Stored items

Issue #2695, opened 2024-01-29
Add simplify_qlinear_ops pass


umangyadav:
### Problem Description

DeQuantizeLinear and QuantizeLinear Ops takes scales and zero points as the parameters. 

Zero point is an optional parameter. 

This issue about task of adding `simplify_qlinear_ops` pass which should do two things for now. 

1. Many times when doing quantization using `migraphx-driver` which doesn't use real data, "zero point" comes out to be literal zero value.  This extra zero point parameter can be cleaned up completely from graph before calling into `compile_ops` pass. It could be problematic during JIT compilaton. 
2.  If scales comes to te literal value `1` then qlinear ops can further be optimized out to just be "convert" operation (assuming zero point is zero as well). 

### Operating System

22.04

### CPU

Any

### GPU

AMD Instinct MI300

### ROCm Version

ROCm 6.0.0

umangyadav:
- quantizelinear op requires zero point parameter to determine output shape. Therefore even if zero point's value is zero, it can't be eliminated. 
- If we want to eliminate zero point then need to add "convert" after quantizelinear. But then quantizelinear would be computed as shape of "uint8" and then additional convert may introduce unnecessary bugs and complexity. 
e.g. QuantizeLinear op is : `convert(clip(nearbyint(x / scale) + zp))` Clip operation would use max and min value of uint8 v/s original data type. Let's say original output type was FP8E4M3FNUZ then it would have min max +/-240.0f  v/s uint8 would use 0, 255. 

- Other option is to decompose quantizelinear which is what rewrite_quantization does currently. But that is deferred until JIT compilation to allow MLIR to fuse ops. 

For the DeQuantizeLinear, zero point can be eliminated without any of above issues.

umangyadav:
solved with #2728

PR #2696, opened 2024-01-30
use lower tolerance for zero detection in simplify_algebra

umangyadav:
Fixes compilation of `yolov4.onnx --fp16 --int8` 

As a follow up work created #2695

### DIFF
--- a/src/include/migraphx/matcher.hpp
+++ b/src/include/migraphx/matcher.hpp
@@ -886,34 +886,21 @@ inline auto has_value(T x, std::size_t atol_mult = 10, std::size_t rtol_mult = 1
         l.visit([&](auto v) {
             // cast to the literal's data type before comparing
             using type = typename decltype(v)::value_type;
-            if constexpr(std::is_integral<type>{})
+            auto tolerance = atol_mult + rtol_mult * std::fabs(x);
+            if(migraphx::float_equal(tolerance, 0) or std::is_integral<type>{})
             {
-                if(std::all_of(
-                       v.begin(), v.end(), [&](auto val) { return val == static_cast<type>(x); }))
-                {
+                if(std::all_of(v.begin(), v.end(), [&](auto val) {
+                       return migraphx::float_equal(val, static_cast<type>(x));
+                   }))
                     b = true;
-                }
             }
             else
             {
                 auto eps = std::numeric_limits<type>::epsilon();
-                auto tolerance = atol_mult + rtol_mult * std::fabs(x);
-                if(migraphx::float_equal(tolerance, 0.0))
-                {
-                    // do exact match using float_equal if tolerance is zero
-                    if(std::all_of(v.begin(), v.end(), [&](auto val) {
-                           return migraphx::float_equal(val, static_cast<type>(x));
-                       }))
-                    {
-                        b = true;
-                    }
-                }
-                else if(std::all_of(v.begin(), v.end(), [&](auto val) {
-                            return std::fabs(val - static_cast<type>(x)) < (eps * tolerance);
-                        }))
-                {
+                if(std::all_of(v.begin(), v.end(), [&](auto val) {
+                       return std::fabs(val - static_cast<type>(x)) < (eps * tolerance);
+                   }))
                     b = true;
-                }
             }
         });
         return b;
--- a/src/include/migraphx/matcher.hpp
+++ b/src/include/migraphx/matcher.hpp
@@ -873,7 +873,7 @@ inline auto literal_value_checker(F f)
 
 /**
  * Uses integer multiples of the corresponding floating point epsilon and
- * compares with abs(y - x) < eps * (atol_mult + rtol_mult * abs(y)).
+ * compares with abs(y - x) < eps * (atol_mult + rtol_mult * abs(x)).
  * atol_mult controls the absolute tolerance.
  * rtol_mult controls the relative tolerance.
  * Uses no tolerance for integral types.
@@ -897,19 +897,19 @@ inline auto has_value(T x, std::size_t atol_mult = 10, std::size_t rtol_mult = 1
             else
             {
                 auto eps = std::numeric_limits<type>::epsilon();
-                if(atol_mult == 0 and rtol_mult == 0)
+                auto tolerance = atol_mult + rtol_mult * std::fabs(x);
+                if(migraphx::float_equal(tolerance, 0.0))
                 {
-                    // do exact match using float_equal if atol and rtol both are set to zero
+                    // do exact match using float_equal if tolerance is zero
                     if(std::all_of(v.begin(), v.end(), [&](auto val) {
-                           return migraphx::float_equal(std::fabs(val), static_cast<type>(x));
+                           return migraphx::float_equal(val, static_cast<type>(x));
                        }))
                     {
                         b = true;
                     }
                 }
                 else if(std::all_of(v.begin(), v.end(), [&](auto val) {
-                            return std::fabs(val - static_cast<type>(x)) <
-                                   eps * (atol_mult + rtol_mult * std::fabs(x));
+                            return std::fabs(val - static_cast<type>(x)) < (eps * tolerance);
                         }))
                 {
                     b = true;
--- a/src/include/migraphx/matcher.hpp
+++ b/src/include/migraphx/matcher.hpp
@@ -24,6 +24,7 @@
 #ifndef MIGRAPHX_GUARD_RTGLIB_MATCHER_HPP
 #define MIGRAPHX_GUARD_RTGLIB_MATCHER_HPP
 
+#include <migraphx/float_equal.hpp>
 #include <migraphx/functional.hpp>
 #include <migraphx/ranges.hpp>
 #include <migraphx/instruction.hpp>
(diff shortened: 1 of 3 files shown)


src/include/migraphx/matcher.hpp
```diff
@@ -878,7 +878,7 @@ inline auto literal_value_checker(F f)
  * Uses no tolerance for integral types.
  */
 template <class T>
-inline auto has_value(T x, std::size_t atol_mult = 10, std::size_t rtol_mult = 10)
+inline auto has_value(T x, float atol_mult = 10, float rtol_mult = 10)
```
pfultz2, line 881: I think its better to have that as a integer to make it clearer its a multiple of epsilon and not epsilon. You can set `atol_mul` to 0 to handle small numbers.

src/simplify_algebra.cpp
```diff
@@ -1237,11 +1237,11 @@ struct find_neg_unit_ops
...
         auto mul_neg_1 = match::name("mul")(
-            match::either_arg(0, 1)(match::has_value(-1.0f), match::any().bind("x")));
+            match::either_arg(0, 1)(match::has_value(-1.0f, 1, 0), match::any().bind("x")));
         auto div_neg_1 =
-            match::name("div")(match::args(match::any().bind("x"), match::has_value(-1.0f)));
-        auto sub_0 =
-            match::name("sub")(match::args(match::has_value(0.0f), match::any().bind("x")));
+            match::name("div")(match::args(match::any().bind("x"), match::has_value(-1.0f, 1, 0)));
+        auto sub_0 = match::name("sub")(
+            match::args(match::has_value(0.0f, 1e-3, 0), match::any().bind("x")));
```
pfultz2, line 1244: `atol_mul` should be 0. Also there is no need to set rtol.

src/include/migraphx/matcher.hpp
```diff
@@ -895,9 +895,9 @@ inline auto has_value(T x, std::size_t atol_mult = 10, std::size_t rtol_mult = 1
             }
             else
             {
-                auto eps = std::numeric_limits<type>::epsilon();
+                float eps = std::numeric_limits<type>::epsilon();
                 if(std::all_of(v.begin(), v.end(), [&](auto val) {
-                       return std::fabs(val - static_cast<type>(x)) <
+                       return std::fabs(static_cast<float>(val) - static_cast<float>(x)) <
                               eps * (atol_mult + rtol_mult * std::fabs(val));
```
CharlieL7, line 901: Static casting to a float is problematic. I specifically had it cast to the type of the literal because of how fp16 cannot represent all of the values fp32 can. This leads to problems with constants that are already quantized to fp16 in pre-quantized models.

src/include/migraphx/matcher.hpp
```diff
@@ -895,9 +895,9 @@ inline auto has_value(T x, std::size_t atol_mult = 10, std::size_t rtol_mult = 1
             }
             else
             {
-                auto eps = std::numeric_limits<type>::epsilon();
+                float eps = std::numeric_limits<type>::epsilon();
```
pfultz2, line 898: This should be double if you dont use `auto`.

src/include/migraphx/matcher.hpp
pfultz2: Casting to float is problematic because it cant represent values in `double`. 

> Ex: model quantized a value x to fp16 which becomes a value y. If you upcast value y to fp32, it will stay as value y when comparing to the target value.

I dont really understand what the issue is here.

CharlieL7: https://github.com/ROCm/AMDMIGraphX/blob/432e4e526a9fe9bf73af57b8f2148c9a0f0e20d0/test/rewrite_gelu_test.cpp#L127

There's an example of the `fit_const` value being slightly off in the prequantized model. It's exactly the same value in fp16 however.

src/include/migraphx/matcher.hpp
umangyadav: Reverted

src/include/migraphx/matcher.hpp
umangyadav: Reverted change

src/simplify_algebra.cpp
umangyadav: That works too.

src/include/migraphx/matcher.hpp
umangyadav: I  was interpreting `eps` as scaling factor for different dtypes.  What you are suggesting is interpreting atol and rtol as multiples/scaling factors.  I don't have problem with either.

pfultz2 (approved):

CharlieL7 (approved):

src/include/migraphx/matcher.hpp
umangyadav: > Ex: model quantized a value x to fp16 which becomes a value y. If you upcast value y to fp32, it will stay as value y when comparing to the target value. 

I don't understand.  It is doing comparing like `a < b` where `b` would i suppose be 64-bit floating point value because atol and rtol are std::size_t 

now `a` is `val -x`. It doesn't matter because it is upcasting.

CharlieL7: > now `a` is `val -x`. It doesn't matter because it is upcasting.
It can matter. In the example I linked to this number in fp16: `0.044708251953125` is already the closest representation of `0.044715f`, which is what we're searching for. It's not "close enough" it's exactly the right representation.

src/include/migraphx/matcher.hpp
```diff
@@ -896,10 +897,20 @@ inline auto has_value(T x, std::size_t atol_mult = 10, std::size_t rtol_mult = 1
...
                 auto eps = std::numeric_limits<type>::epsilon();
-                if(std::all_of(v.begin(), v.end(), [&](auto val) {
-                       return std::fabs(val - static_cast<type>(x)) <
-                              eps * (atol_mult + rtol_mult * std::fabs(val));
-                   }))
+                if(atol_mult == 0 and rtol_mult == 0)
+                {
+                    // do exact match using float_equal if atol and rtol both are set to zero
+                    if(std::all_of(v.begin(), v.end(), [&](auto val) {
+                           return migraphx::float_equal(std::fabs(val), static_cast<type>(x));
```
lakhinderwalia, line 904: Question: wouldn't it be logically correct, and more efficient, to do float_equal() using val -- instead of using std::fabs(val) ?

src/include/migraphx/matcher.hpp
```diff
@@ -896,10 +897,20 @@ inline auto has_value(T x, std::size_t atol_mult = 10, std::size_t rtol_mult = 1
             else
             {
                 auto eps = std::numeric_limits<type>::epsilon();
-                if(std::all_of(v.begin(), v.end(), [&](auto val) {
-                       return std::fabs(val - static_cast<type>(x)) <
-                              eps * (atol_mult + rtol_mult * std::fabs(val));
-                   }))
+                if(atol_mult == 0 and rtol_mult == 0)
```
pfultz2, line 900: This should check that `atol_mult + rtol_mult * std::fabs(x)` is equal to 0. This can be computed as a variable so it doesnt need to be recomputed everytime in the `all_of` loop.

src/include/migraphx/matcher.hpp
pfultz2: Can you add a test for `has_value(5.0, 0, 0)` that checks against `-5.0`(which should fail to match)?

umangyadav: > Can you add a test for has_value(5.0, 0, 0) that checks against -5.0(which should fail to match)? 

added

> ) using val -- instead of using std::fabs(val) ? 

Yes fixed that.

src/include/migraphx/matcher.hpp
umangyadav: Done

CharlieL7 (approved):

pfultz2 (approved):

src/include/migraphx/matcher.hpp
```diff
@@ -896,10 +897,20 @@ inline auto has_value(T x, std::size_t atol_mult = 10, std::size_t rtol_mult = 1
             else
             {
                 auto eps = std::numeric_limits<type>::epsilon();
-                if(std::all_of(v.begin(), v.end(), [&](auto val) {
-                       return std::fabs(val - static_cast<type>(x)) <
-                              eps * (atol_mult + rtol_mult * std::fabs(val));
-                   }))
+                auto tolerance = atol_mult + rtol_mult * std::fabs(x);
+                if(migraphx::float_equal(tolerance, 0.0))
```
lakhinderwalia, line 901: Confusing logic. `atol_mult== 0 && rtol_mult == 0` is all that should be checked here on line 901 -- and tolerance (or its equivalent) shouldn't be checked for 0.0 here, as that gives the impression that somehow atol_mult == -1 * rtol_mult * x is a valid use_case to execute this if clause.

Nitpicking: If you want to optimize and save the result of variable `tolerance`, please do by creating an else clause on line 911. Also, in that case, move variable `eps` into that else clause -- better combine tolerance and eps.

src/include/migraphx/matcher.hpp
```diff
@@ -896,10 +897,20 @@ inline auto has_value(T x, std::size_t atol_mult = 10, std::size_t rtol_mult = 1
...
+                {
+                    // do exact match using float_equal if tolerance is zero
+                    if(std::all_of(v.begin(), v.end(), [&](auto val) {
+                           return migraphx::float_equal(val, static_cast<type>(x));
```
lakhinderwalia, line 905: `migraphx::float_equal` is also an incorrect implementation. That should be fixed (either in this PR, or separately..) 

float_equal_fn::apply() should be rewritten.
It is:    
```
static bool apply(T x, T y)
    {
        return std::isfinite(x) and std::isfinite(y) and
               std::nextafter(x, std::numeric_limits<T>::lowest()) <= y and
               std::nextafter(x, std::numeric_limits<T>::max()) >= y;
    }
```
And it should be:
```
   static bool apply(T x, T y)
    {
        return std::isfinite(x) and std::isfinite(y) and
               y >= std::nextafter(x, std::numeric_limits<T>::lowest()) and
               y <= std::nextafter(x, std::numeric_limits<T>::max());
    }
```
Thanks.

src/include/migraphx/matcher.hpp
umangyadav: > atol_mult == -1  
Atol is std::size_t it can't be -1

lakhinderwalia: Well, the code and the intent should match, really that is the point. You can of course ignore this suggestion, and I am perfectly fine with it. Thanks.

lakhinderwalia (approved):

PR #2698, opened 2024-01-30
Improve reduction fusion with reshape operators

pfultz2:
This will rewrite the reshapes to improve fusions for reductions. There is a `rewrite_reshapes`pass that resuses the same logic for `fuse_pointwise` and `fuse_reduce`. Right now, it will only work for reshape and multibroadcast. I plan to make it work for any arbitrary reshape/broadcast/transpose operators in the future.


bpickrel:
Would you please add code comments explaining what is being done and why?  This code will be very difficult to maintain for anyone other than the author.

test/fuse_reduce.cpp
```diff
@@ -327,4 +327,158 @@ TEST_CASE(reduce_reduce_broadcast)
...
+    }
+    run_pass(p1);
+    migraphx::program p2;
+    {
+        auto* mm = p2.get_main_module();
+        auto x1  = mm->add_parameter("x1", s1);
+        auto x2  = mm->add_parameter("x2", s1r);
+        auto y   = mm->add_parameter("y", s2);
+        auto x1r = mm->add_instruction(migraphx::make_op("reshape", {{"dims", s3.lens()}}), x1);
+        auto x2r = mm->add_instruction(migraphx::make_op("reshape", {{"dims", s3r.lens()}}), x2);
```
umangyadav, line 455: I don't understand why it would require s3 of shape {2, 2, 16, 64, 64}. To me it seems like it can just be {4, 16, 64, 64} with reduce axes {2, 3}.

src/common_dims.cpp
```diff
@@ -152,5 +146,42 @@ common_dims common_dims::compute(const std::vector<std::size_t>& dims1,
     return cd;
 }
 
+const std::vector<std::vector<std::size_t>>* common_dims::get_axes_map(std::size_t n) const
```
umangyadav, line 149: can you add docstring on what this is supposed to do ? It seems strange from looking at logic that it return either axes_map1 or map2 just on the basis of size. 

Also requires unit-tests inside `test/common_dims.cpp`

test/fuse_reduce.cpp
pfultz2: This uses the common_shape to compute these shapes which avoids collapsing dimensions. 

The first shape is `{2, 32, 4096}`. If the axes was 1 (instead of 2) then using `{2, 2, 16, 64, 64}` we can change the axes to `{1, 2}`, however if we used `{4, 16, 64, 64}` it would be impossible to set the axis for reduction.

Furthermore, even if we are not reducing on axes 1, one of the inputs could be broadcasting on this axis(ie the shape is `{2, 32, 4096}, {0, 1, 0}`) as well which will lead to extra contiguous being inserted.

src/common_dims.cpp
```diff
@@ -152,5 +146,42 @@ common_dims common_dims::compute(const std::vector<std::size_t>& dims1,
...
+{
+    if(axes_map1.size() == n)
+        return &axes_map1;
+    if(axes_map2.size() == n)
+        return &axes_map2;
+    return nullptr;
+}
+
+std::vector<std::size_t>
+common_dims::get_dimensions_for(const std::vector<std::size_t>& idims) const
```
umangyadav, line 159: Can you add unit-tests for this ?

src/common_dims.cpp
```diff
@@ -152,5 +146,42 @@ common_dims common_dims::compute(const std::vector<std::size_t>& dims1,
...
+        auto dim         = idims[i];
+        const auto& axes = (*axes_map)[i];
+        if(axes.size() == 1)
+        {
+            xdims[axes.front()] = dim;
+        }
+        else if(dim == 1)
+        {
+            for(auto axis : axes)
+                xdims[axis] = 1;
```
umangyadav, line 178: I think setting it as 1 would ensure `elements(xdims) != elements(idims)`.

src/include/migraphx/rewrite_reshapes.hpp
```diff
@@ -0,0 +1,182 @@
...
+    std::string name() const { return "rewrite_reshapes"; }
+    struct find_op_reshape_op
+    {
+        std::string op1;
+        std::string op2;
+
+        auto matcher() const
+        {
+            auto reshape =
+                match::name("reshape", "squeeze", "unsqueeze", "flatten")(match::used_once());
```
umangyadav, line 52: add `reshape_lazy` too

src/common_dims.cpp
pfultz2: No it wont. So say an axis of 2 is mapped to axes of `{3, 4}`, then if the dimension is `1` then the number of elements in axes `{3, 4}` should total `1`, so we can easily set it to `1`. If the dimension wasn't 1 and something like 8 then there are several combinations(ie `{1, 8}`, `{4, 2}`, `{8, 1}`, `{2, 4}`, etc), so that is why we dont update it.

src/common_dims.cpp
pfultz2: added.

src/common_dims.cpp
pfultz2: When we are computing a common dimension we have two shapes that are usually different ranks this lets us get the axes map without needing to know whether it was passed as the first or second parameter.

I guess there could be a case where it expands and collpases different parts of the tensor(ie `{2, 32, 4}` -> `{64, 2, 2}` resulting in two shapes that have the same rank. We should bail on that case, let me add a test case for that.

umangyadav (approved):

src/include/migraphx/rewrite_reshapes.hpp
umangyadav: `reshape_lazy` doesn't work ?

src/fuse_reduce.cpp
```diff
@@ -129,17 +130,37 @@ static auto insert_ins_in_submodule(module_ref sm, instruction_ref ins)
...
+                           module::inserter insert = nullptr)
+{
+    return insert_module_in_submodule(
+        sm, ins->inputs(), ins->module_inputs().front(), map_ins, std::move(insert));
+}
+
+static auto insert_module_in_submodule(module_ref sm,
+                                       const std::vector<instruction_ref>& inputs,
+                                       module_ref m,
+                                       module::inserter insert)
```
TedThemistokleous, line 160: Why no default assignment for insert here?

src/fuse_reduce.cpp
```diff
@@ -129,17 +130,37 @@ static auto insert_ins_in_submodule(module_ref sm, instruction_ref ins)
...
-    insert_params(sm, ins, map_ins);
-    auto* m        = ins->module_inputs().front();
-    auto param_map = get_ins_param_map(ins->inputs(), m);
+    insert_params(sm, inputs, map_ins);
+    auto param_map = get_ins_param_map(inputs, m);
     for(auto&& [input, param] : param_map)
     {
         map_ins[param] = map_ins.at(input);
     }
-    return sm->add_instructions(m, map_ins);
```
TedThemistokleous, line 142: Can we add an debug assert here if insert is never assigned to something other than nullptr?

src/fuse_reduce.cpp
```diff
@@ -332,6 +353,62 @@ struct find_reduce_reduce
...
+        }
+        std::sort(axes.begin(), axes.end());
+        auto* oldm = ins->module_inputs().front();
+        auto* sm   = mpm.create_module(oldm->name() + "_reshape");
+        insert_module_in_submodule(
+            sm, inputs, oldm, transform_op([&](const operation& sop) {
+                if(contains(sop.name(), "reduce"))
+                    return make_op(sop.name(), {{"axes", axes}});
+                if(sop.name() == "multibroadcast")
+                    return make_op("multibroadcast", {{"out_lens", ins->get_shape().lens()}});
```
TedThemistokleous, line 394: add coverage for return path + above set of transform_ops insert done

src/include/migraphx/rewrite_reshapes.hpp
TedThemistokleous: Maybe it requires another pass to add the copies back in and convert it to reshape after things are rewritten?

src/module.cpp
```diff
@@ -401,50 +424,61 @@ instruction_ref module::move_instructions(instruction_ref src, instruction_ref d
...
-    return this->insert_instructions(this->end(), instructions, std::move(map_ins));
+    return this->insert_instructions(
+        this->end(), instructions, std::move(map_ins), std::move(insert));
 }
 
 std::vector<instruction_ref>
 module::add_instructions(const_module_ref m,
-                         std::unordered_map<instruction_ref, instruction_ref> map_ins)
+                         std::unordered_map<instruction_ref, instruction_ref> map_ins,
+                         module::inserter insert)
```
TedThemistokleous, line 437: More a readability thing; show default assignment of nullptr here too on all the insert_instruction signatures you changed so the signatures appear the same as inmodule.hpp

src/fuse_reduce.cpp
pfultz2: Its never used optionally, but I can add it.

src/fuse_reduce.cpp
pfultz2: What do you mean?

pfultz2: > "Hey add/mull/sub/etc op that takes args now has null arguments"

`compute_shape` should already throw an error on invalid inputs.

TedThemistokleous: Fair point.

src/include/migraphx/rewrite_reshapes.hpp
pfultz2: There is no `reshape_lazy` until after lowering.

src/include/migraphx/rewrite_reshapes.hpp
```diff
@@ -0,0 +1,206 @@
...
+        }
+
+        template <class F>
+        static instruction_ref find_input_if(instruction_ref start, instruction_ref last, F f)
+        {
+            while(start != last)
+            {
+                if(f(start))
+                    return start;
+                if(start->inputs().size() != 1)
```
TedThemistokleous, line 93: Add additional test case for this early return condition.  Part of me wants to say make this a break instead as you're returning the same thing as the  outside of the loop.

src/include/migraphx/rewrite_reshapes.hpp
```diff
@@ -0,0 +1,206 @@
...
+        }
+
+        static bool match_input(instruction_ref ins, instruction_ref x_ins)
+        {
+            if(ins->inputs().empty())
+                return false;
+            auto input = ins->inputs().front();
+            if(input->name() == "contiguous")
+                return match_input(input, x_ins);
+            return x_ins == input;
```
TedThemistokleous, line 107: Add simple case where we hit this return.

src/include/migraphx/rewrite_reshapes.hpp
pfultz2: Looks like there is coverage for that. Also early return seems to make it clearer what will happen when this condition is met rather having to follow where the break will end up.

TedThemistokleous: fair point

TedThemistokleous (approved):

TedThemistokleous (commented):
Still seeing some minor CI fails/coverage

TedThemistokleous (changes requested):
Fix licensing + add more coverage

src/include/migraphx/rewrite_reshapes.hpp
pfultz2: There isnt coverage for this line. We actually wont hit this with the way its currently called, but if this was called in a different context we wouldn't want it to keep traversing here which is why the condition is here.

src/include/migraphx/rewrite_reshapes.hpp
pfultz2: There is coverage for this line. Did you mean the return above?

TedThemistokleous: Yes

src/include/migraphx/rewrite_reshapes.hpp
TedThemistokleous: I understand all good.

- [Exercise] Each line of the entries where the string "assignment" occurs should be shown.

- [Your solution]
TedThemistokleous, line 160: Why no default assignment for insert here?
TedThemistokleous, line 437: More a readability thing; show default assignment of nullptr here too on all the insert_instruction signatures you changed so the signatures appear the same as inmodule.hpp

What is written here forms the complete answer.